# Toastmasters



## FrozenInferno (Nov 18, 2010)

Anybody have any experience with this? I'm really considering giving it a shot. By far, the most traumatizing experiences of my life were during presentations, and I'd like to work on getting over at least that aspect of my social anxiety. The first time I ever really had the feeling of extreme panic was during my first seventh grade presentation, and it basically just snowballed from there, metastasizing into other parts of my life. I'm just hoping it'll help with my 1-on-1 anxiety as well, I mean, it couldn't hurt right?


----------



## tomcoldaba (Jul 1, 2007)

I am a member of toastmasters for 3 years. It helped me immensely in presentations and also on one on one conversations. Try to join a club that meets every week. 80% of public speaking is just standing up and speak. The more you do it the faster you will feel better. Warning: Toastmasters does require work. Most toastmasters have some form of sa and are very supportive.


----------



## wxolue (Nov 26, 2008)

Exposure therapy in one area DOES help other areas that may not have been specifically targeted. Exposure therapy in public speaking WILL help your 1v1 conversations, assuming you do the exposure correctly.

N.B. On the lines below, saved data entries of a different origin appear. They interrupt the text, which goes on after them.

PR #6535, opened 2025-06-19
feat: onboard RPM packages to Renovate

Devinwong:
**What type of PR is this?**
/kind feature

Onboard RPM packages moby-containerd, containerd2 (for Ubuntu 24.04) and Kubernetes-cri-tools to Renovate for auto-upgrade.

Tested in a fork repo. Need to merge to master and double check.

Fixes #

**Requirements**:

- [ ] includes documentation
- [ ] adds unit tests

**Release note**:

```
none
```

### DIFF
--- a/.github/renovate.json
+++ b/.github/renovate.json
@@ -55,7 +55,8 @@
         "oss/kubernetes/kube-proxy",
         "oss/binaries/kubernetes/kubernetes-node",
         "oss/binaries/kubernetes/azure-acr-credential-provider",
-        "containernetworking/azure-npm"
+        "containernetworking/azure-npm",
+        "rpm"
       ],
       "matchUpdateTypes": [
         "minor"
@@ -85,9 +86,18 @@
       "enabled": true
     },
     {
+      "matchDatasources": [
+        "rpm"
+      ],
+      "versioning": "regex:(?<major>\\d+)(\\.(?<minor>\\d+))?(\\.(?<patch>\\d+))?(-(?<prerelease>.*))?$",
+      "automerge": false,
+      "enabled": true
+    },
+    {
       "matchPackageNames": [
         "moby-runc",
         "moby-containerd",
+        "containerd2",
         "aks/aks-node-ca-watcher"
       ],
       "matchUpdateTypes": [
@@ -100,10 +110,8 @@
         "devinwong",
         "anujmaheshwari1",
         "cameronmeissner",
-        "AlisonB319",
         "lilypan26",
         "djsly",
-        "jason1028kr",
         "UtheMan",
         "zachary-bailey",
         "ganeshkumarashok"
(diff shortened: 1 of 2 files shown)


.github/renovate.json
```diff
@@ -55,7 +55,8 @@
         "oss/kubernetes/kube-proxy",
         "oss/binaries/kubernetes/kubernetes-node",
         "oss/binaries/kubernetes/azure-acr-credential-provider",
-        "containernetworking/azure-npm"
+        "containernetworking/azure-npm",
+        "rpm"
```
djsly: Why don't we have that for Deb?  I don't get why we have this called "RPM" only

.github/renovate.json
```diff
@@ -84,10 +85,19 @@
       "automerge": false,
       "enabled": true
     },
+    {
+      "matchDatasources": [
+        "rpm"
+      ],
+      "versioning": "regex:(?<major>\\d+)(\\.(?<minor>\\d+))?(\\.(?<patch>\\d+))?(-(?<prerelease>.*))?$",
+      "automerge": false,
```
djsly, line 92: Maybe we should auto merge no ? We have it like that for iubuntu

.github/renovate.json
djsly: Should this be Moby-containerD. Etc.

parts/common/components.json
```diff
@@ -1263,8 +1263,8 @@
           "current": {
             "versionsV2": [
               {
-                "renovateTag": "<DO_NOT_UPDATE>",
-                "latestVersion": "1.32.0"
+                "renovateTag": "registry=https://packages.microsoft.com/azurelinux/3.0/prod/cloud-native/x86_64/repodata/, name=kubernetes-cri-tools, os=azurelinux, release=3.0",
```
djsly: Shouldn't this need to be under a azurelinux field ?

Why don't we have a mariner field ?

Devinwong: Here I am assuming that if there is a new version in azLinux3 repo, there is also a corresponding version in Mariner 2.0 although it might not be always true. Usually it's true.
The precedent "default", "current" means it will apply to other cases if not explicitly defined above. If we want to make it accurate, we will need to split it into Mariner.2, AzureLinux.3, and probably still leaving the default.current case here as a default.

.github/renovate.json
Devinwong: Copied something wrong my fork. Thanks for catching this. Removed "rpm".

I have 1 rule to create PR for minor update for "moby-runc", "moby-containerd", "containerd2" without auto-merge. And another rule with auto-merge for patch update.

.github/renovate.json
Devinwong: answered in the previous comment

parts/common/components.json
djsly: I was simply looking at how we do it for containerD and saw it was seperated.  Also know mariner2 is EOL. They will probably stop updating new version in v2 and add more in v3

.github/renovate.json
ganeshkumarashok: Is auto-merge working properly though? In the aks-gpu repo it still asks for PR approvals when auto-merge is set to true?

PR #6540, opened 2025-06-20
deprecate WASI from scriptless

Devinwong:
**What type of PR is this?**
/kind cleanup
/kind deprecation

Deprecate WASI from scriptless.
The check-in test `[Buf CI]` failure is expected because it tries to prevent us from making breaking changes. But in this case we don't have any client in production yet, it's fine to remove the field.

Fixes #

**Requirements**:

- [ ] includes documentation
- [ ] adds unit tests

**Release note**:

```
none
```


aks-node-controller/proto/aksnodeconfig/v1/config.proto
```diff
@@ -24,7 +24,6 @@ option go_package = "github.com/Azure/agentbaker/aks-node-controller/pkg/gen/aks
 enum WorkloadRuntime {
   WORKLOAD_RUNTIME_UNSPECIFIED = 0;
   WORKLOAD_RUNTIME_OCI_CONTAINER = 1;
-  WORKLOAD_RUNTIME_WASM_WASI = 2;
```
cameronmeissner, line 27: maybe still worth it to reserve just in case?

cameronmeissner (approved):

aks-node-controller/proto/aksnodeconfig/v1/config.proto
Devinwong: A replacement of this is using spinkube. So it doesn't look like we will need it back in the future. Removing it will only break the Node Provisioner test build, which is only used by Yihao and me now. We can always add it back when needed. But it seems unlikely(to me). Let me know if you think otherwise. :)

PR #6544, opened 2025-06-21
add crictl for marinerkata

Devinwong:
**What type of PR is this?**

/kind bug

Need to add this back because we are breaking down the default.current into all SKUs as they are using different versions of cri-tools.
AB e2e tests passed.

Fixes #

**Requirements**:

- [ ] includes documentation
- [ ] adds unit tests

**Release note**:

```
none
```

### DIFF
--- a/parts/common/components.json
+++ b/parts/common/components.json
@@ -1269,6 +1269,16 @@
             ]
           }
         },
+        "marinerkata": {
+          "current": {
+            "versionsV2": [
+             {
+                "renovateTag": "registry=https://packages.microsoft.com/cbl-mariner/2.0/prod/base/x86_64/repodata, name=kubernetes-cri-tools, os=mariner, release=2.0",
+                "latestVersion": "1.32.0-3.cm2"
+              }
+            ]
+          }
+        },
         "azurelinux": {
           "v3.0": {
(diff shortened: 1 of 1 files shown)


parts/common/components.json
```diff
@@ -1269,6 +1269,16 @@
             ]
           }
         },
+        "marinerkata": {
+          "current": {
+            "versionsV2": [
+             {
+                "renovateTag": "registry=https://packages.microsoft.com/cbl-mariner/2.0/prod/base/x86_64/repodata, name=kubernetes-cri-tools, os=mariner, release=2.0",
+                "latestVersion": "1.32.0-3.cm2"
```
djsly, line 1277: Since it's the same url used by the nornmal "mariner" property. Could we use the same configuration for both ? Or they need to be distinct?

djsly (approved):

parts/common/components.json
Devinwong: no we are not able to use the same configuration. If it's both AzureLinux v2 and v3, then we can. But this case it's Mariner v2 and MarinerKata, (different OS), meanwhile Azurelinux v3 is using a different url, so we can't.

PR #6555, opened 2025-06-24
feat: enable lsm bpf on Ubuntu 24.04 and Azure Linux 3.0

santhoshmprabhu:
**What type of PR is this?**
/kind feature

This PR configures LSM BPF on Ubuntu 24.04 and Azure Linux 3.0 VMs. We need LSM BPF for our ongoing project within ACN to enable BPF host routing in Cilium CNI.

Fixes #

**Requirements**:

- [ ] includes documentation
- [ ] adds unit tests

**Release note**:

```
none
```


vhdbuilder/packer/install-dependencies.sh
```diff
@@ -668,6 +668,60 @@ else
 fi
 capture_benchmark "${SCRIPT_NAME}_finish_installing_bcc_tools"
 
+# Configure LSM modules to include BPF
+configureLsmWithBpf() {
+  echo "Configuring LSM modules to include BPF..."
+
+  # Read current LSM modules
+  if [ ! -f /sys/kernel/security/lsm ]; then
```
djsly, line 676: for this to be present, does it need to be in the kernel ?

vhdbuilder/packer/install-dependencies.sh
```diff
@@ -668,6 +668,60 @@ else
...
+    echo "Warning: /sys/kernel/security/lsm not found, skipping LSM configuration"
+    return 0
+  fi
+
+  local current_lsm=$(cat /sys/kernel/security/lsm)
+  echo "Current LSM modules: $current_lsm"
+
+  # Prepend bpf to the LSM list if not already present
+  if [[ "$current_lsm" != *"bpf"* ]]; then
```
djsly: shouldnt this done only when Cilium is used ?

vhdbuilder/packer/install-dependencies.sh
santhoshmprabhu: This file contains the list of current LSM modules. We're checking whether BPF is part of that, and if not, enabling.

vhdbuilder/packer/install-dependencies.sh
santhoshmprabhu: As discussed offline, we can't check for Cilium as part of node image creation. So enabling on 2404 and azl 3.0.

vhdbuilder/packer/test/linux-vhd-content-test.sh
```diff
@@ -584,6 +584,47 @@ testLtsKernel() {
 
 }
 
+testLSMBPF() {
```
djsly, line 587: thi needs to be added to the list of tests that are called.

djsly (changes requested):

vhdbuilder/packer/test/linux-vhd-content-test.sh
santhoshmprabhu: Done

Toastmasters is a great opportunity to get some public speaking exposure. Haven't done it, but I've thought about it (its hard for me to get around as I don't have my license). I did a lot of public speaking exposure in my CBT therapy sessions, and realized my problem with presentations wasn't the public speaking part, but potentially being judged by my peers and professors on the quality of my presentation. I would procrastinate a lot on projects (like many people with SA do), worry that my presentation would suffer from not putting in enough time (because I procrastinated), tell myself the presentation would go bad before, and was bad after, start to believe that I was incapable of making a solid project/presentation, avoid working on a project because I didn't want to face doing something I told myself I couldn't do, and you can kind of see the cycle here.

Consequently, doing public speaking exposures where I wouldn't know about the topic until moments before was actually easier. The good thing about toastmasters is that it targets my problem since you have prepared speeches and unprepared speeches, and it obviously targets anxieties associated with actually doing a speech.


----------



## Attica! Attica! (Oct 8, 2008)

I was thinking about getting into this as well! After the last presentation I had to do in front of actual clients (I'm a graphic design major), I realized my lack of public speaking skills is not only embarrassing to me, it WILL get in the way of getting and keeping a good job in my field. 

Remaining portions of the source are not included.